Vivía con su mujer en la planta noble de una finca modernista de varios pisos, en un apartamento comprado a buen precio hacía ya unas décadas; como se había revalorizado, ahora era, por así decirlo, su fondo de pensiones. La escalera amplia, el rellano curvo, el estuco, una beldad desnuda con una larga cabellera que caía en cascada de una planta a la otra... Le gustaba entrar en el edificio, subir los primeros escalones y abrir la puerta con la vidriera de flores multicolores. Aun sabiendo lo que le esperaba.
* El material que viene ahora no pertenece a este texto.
PR #7804, opened 2025-06-03
🎨Computational backend: Fail fast in case of malformed input syntax and improve unzipping

sanderegg:
## What do these changes do?

As part of the issues found by @wvangeit where a service would define file_to_key mapping for input and pass in a zip file.
image

Having a service input port defining a `file_to_key` mapping and at the same time passing a `zip` file at runtime produces confusing results:
1. the dask-sidecar downloads the input file which is a zip file,
2. renames the zip file to the key map (here `values.json`)
3. then since it's a zip file unzips the file which happened to also contain a `values.json` file which overrides the original `values.json` zip file
4. the dask-sidecar then removes the original zip file, which means deletes the `values.json` file
--> the jsonifier service would actually run with an empty input data and will not complain as it can run with no inputs.

This PR improves the dask-sidecar to raise an exception if it detects:
- that an input port defines a _file_to_key_ mapping
- and that the user passes a zip file and does not set the file mime type explicitely to `application/zip`

On the other hand the unzipping process is enhanced by:
- in case extraction is needed
- downloads the zip file to a temporary folder
- and extracts the zip file to the destination path

## Related issue/s

- relates with https://github.com/ITISFoundation/osparc-issues/issues/1889

### DIFF
--- a/services/dask-sidecar/src/simcore_service_dask_sidecar/computational_sidecar/core.py
+++ b/services/dask-sidecar/src/simcore_service_dask_sidecar/computational_sidecar/core.py
@@ -82,10 +82,10 @@ class ComputationalSidecar:
 
                 destination_path = task_volumes.inputs_folder / file_name
 
-                need_extraction = check_need_unzipping(
+                need_unzipping = check_need_unzipping(
                     input_params.url, input_params.file_mime_type, destination_path
                 )
-                if input_params.file_mapping and need_extraction:
+                if input_params.file_mapping and need_unzipping:
                     raise ServiceInputsUseFileToKeyMapButReceivesZipDataError(
                         service_key=self.task_parameters.image,
                         service_version=self.task_parameters.tag,
--- a/services/dask-sidecar/src/simcore_service_dask_sidecar/computational_sidecar/core.py
+++ b/services/dask-sidecar/src/simcore_service_dask_sidecar/computational_sidecar/core.py
@@ -13,7 +13,10 @@ from uuid import uuid4
 from aiodocker import Docker
 from common_library.json_serialization import json_dumps
 from dask_task_models_library.container_tasks.docker import DockerBasicAuth
-from dask_task_models_library.container_tasks.errors import ServiceRuntimeError
+from dask_task_models_library.container_tasks.errors import (
+    ServiceInputsUseFileToKeyMapButReceivesZipDataError,
+    ServiceRuntimeError,
+)
 from dask_task_models_library.container_tasks.io import FileUrl, TaskOutputData
 from dask_task_models_library.container_tasks.protocol import ContainerTaskParameters
 from models_library.progress_bar import ProgressReport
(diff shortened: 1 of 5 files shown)


services/dask-sidecar/src/simcore_service_dask_sidecar/computational_sidecar/core.py
```diff
@@ -75,6 +82,17 @@ async def _write_input_data(
 
                 destination_path = task_volumes.inputs_folder / file_name
 
+                need_extraction = check_need_unzipping(
```
pcrespov, line 85: MINOR: Does "extraction" and "unzip" and "receivedZipData" mean the same in this context?
If so try to be consistent with names of the check function, variable and exception

services/dask-sidecar/src/simcore_service_dask_sidecar/utils/files.py
```diff
@@ -140,6 +141,22 @@ async def _copy_file(
...
+) -> bool:
+    """
+    Checks if the source URL points to a zip file and if the target mime type is not zip.
+    If so, extraction is needed.
+    """
+    src_mime_type, _ = mimetypes.guess_type(f"{src_url.path}")
+    dst_mime_type = target_mime_type
+    if not dst_mime_type:
+        dst_mime_type, _ = mimetypes.guess_type(dst_path)
+    return (src_mime_type == _ZIP_MIME_TYPE) and (dst_mime_type != _ZIP_MIME_TYPE)
```
pcrespov, line 157: i see. so the source is zipped and the destination expects something that is unzipped. In that case, you need to unzip first

what about `check_zipped_source_to_unzipped_dest`

pcrespov (approved):

matusdrobuliak66 (approved):
👍

services/dask-sidecar/src/simcore_service_dask_sidecar/utils/files.py
```diff
@@ -156,38 +173,51 @@ async def pull_file_from_remote(
...
-        dst_path.unlink()
+
+        if need_extraction:
+            await log_publishing_cb(
+                f"Uncompressing '{download_dst_path.name}'...", logging.INFO
+            )
+            logger.debug(
+                "%s is a zip file and will be now uncompressed", download_dst_path
+            )
+            with repro_zipfile.ReproducibleZipFile(download_dst_path, "r") as zip_obj:
```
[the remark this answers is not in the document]
sanderegg: why do I use an exit stack?

services/dask-sidecar/src/simcore_service_dask_sidecar/utils/files.py
sanderegg: ok I agree I should uniformise the names. but I will not write something like this. it's long while still using incomplete names ;)

odeimaiz (approved):
thanks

En la entrada, el abrigo de Birgit y dos bolsas con la compra, todo por el suelo. La puerta de la sala estaba abierta. El ordenador de Birgit, al igual que la manta con la que le gustaba taparse, se habían caído del sofá. Junto a la botella de vino, una copa volcada; gotas de vino tinto manchaban la alfombra. Un zapato en el suelo, junto a la puerta, el otro al lado de la chimenea; era probable que Birgit, como de costumbre, se hubiese quitado los zapatos de cualquier manera mandándolos a paseo.
Colgó el abrigo en el armario, puso los zapatos junto a la cómoda y entró en la sala. Fue entonces cuando advirtió que también se había volcado el jarrón de los tulipanes; al lado del piano de cola vio, en un charco, el recipiente hecho añicos y las flores marchitas. De la sala fue a la cocina. Junto al microondas, un paquete vacío de arroz con pollo y, en el fregadero, el plato de Birgit, a medias, y la vajilla del desayuno que habían tomado juntos. Se dijo que recogería y lo fregaría todo.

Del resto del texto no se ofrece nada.